Available in your grocery store's meat department.

http://www.tyson.com/Product/ViewProduct.aspx?id=10


----------



## ZAGLOBA (Feb 17, 2005)

$8 for a chicken. That is steep man. For eight dollars I can buy 4 pounds of uncooked skinless boneless chicken breast


----------



## stonesk (Feb 17, 2005)

I just buy in bulk and cook a weeks worth at a time.  The Tyson skinless precooked looks better but prob. cost more


----------



## I Are Baboon (Feb 17, 2005)

Did you guys miss the "in a pinch" part?  
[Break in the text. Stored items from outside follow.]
PR #1638, opened 2025-04-02
fix(forms): Setting validation properties on a pristine non-dirty form

### LINKED ISSUE #1632: [Bug]: Input required state is wrongly set, even though component is prestine

Input

### Description

When an `igc-input` required state is set dynamically to `true`, then the state of the component is set to required, even when the input is pristine. This also affects the react input, where the required state is set dynamically. (see sample: [validation_react.zip](https://github.com/user-attachments/files/19541071/validation_react.zip))

### Reproduction

1. Open the following sample: https://igniteui.github.io/igniteui-webcomponents/?path=/story/input--form
2. Inspect the first input, which is not required, and force it to the `:active` state.
3. Through the developer console, set dynamically the required state of the input to true: `$0.required = true` 
4. Even though the component is pristine, the required state of the component is required state:

Image

### Workaround

I have not found a workaround

### Is this a regression?

### Affected versions

4.3.x

Browser: Chrome

rkaraivanov:
Setting validation properties on a pristine non-dirty form element does not apply invalid styles.

Closes #1632


damyanpetev (approved):

Marina-L-Stoyanova:
I have tested the fix with the attached sample as well as the sample in codegen-output repo : https://github.com/IgniteUI/codegen-output/tree/master/04_Forms/Validation%20Samples/React%20validation and it is working as expected.

PR #1651, opened 2025-04-09
fix(input-group): fluent theme discrepancies

SisIvanova:
Related to IgniteUI/igniteui-theming/issues/393


didimmova (dismissed):

didimmova (approved):

didimmova (dismissed):

yradoeva:
**Date Picker - focused / focused & hover**
Label color should be the same as in idle state —idle-secondary-color (for light and dark mode), currently it gets
host(focus-within)  part=label  {
which is not correct for light mode, should be light grays.900

didimmova (approved):

PR #1684, opened 2025-05-08
refactor: Keyboard focus ring controller

rkaraivanov:


src/components/carousel/carousel.ts
```diff
@@ -328,6 +327,13 @@ export default class IgcCarouselComponent extends EventEmitterMixin<
 
     this.addEventListener('pointerenter', this.handlePointerEnter);
     this.addEventListener('pointerleave', this.handlePointerLeave);
+    this.addEventListener('pointerdown', () => {
+      this._hasInnerFocus = false;
+    });
+
+    this.addEventListener('keyup', () => {
+      this._hasInnerFocus = true;
+    });
```
damyanpetev, line 336: Shouldn't these be replaced with just `this._hasInnerFocus = true;` on the `focusin` handler?

damyanpetev: Okay, I get that's the current behavior replicating what the focus ring did, but it doesn't make sense. 
See https://igniteui.github.io/igniteui-webcomponents/?path=/story/carousel--inputs-template&args=interval:3000
Where focusing an input and moving the pointer away starts changing slides, which I don't think is nice and we should consider updating that behavior.

damyanpetev (approved):
Outside of the current behavoir comment and we can address separately, the actual refactor LGTM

When I am sitting at my desk at work, I really don't have the option of preparing my own chicken.  You've never run low on food in your 'fridge before?


----------



## Fire_Woman (Feb 17, 2005)

$8?!?! I LOVE Tyson pre-cooked, but a whole chicken is just 
$4.99 here in Texas.


----------



## I Are Baboon (Feb 17, 2005)

I live in an expensive area.  I could go three towns over and this stuff probably sells for $5.  Even the sales in my local grocery store are not as good as other towns, and it's the same damn store.


----------



## Fire_Woman (Feb 17, 2005)

Well that sux. I love Wal-Mart Superstores, but Central Markets have the freshest produce & meats.


----------



## derekisdman (Feb 17, 2005)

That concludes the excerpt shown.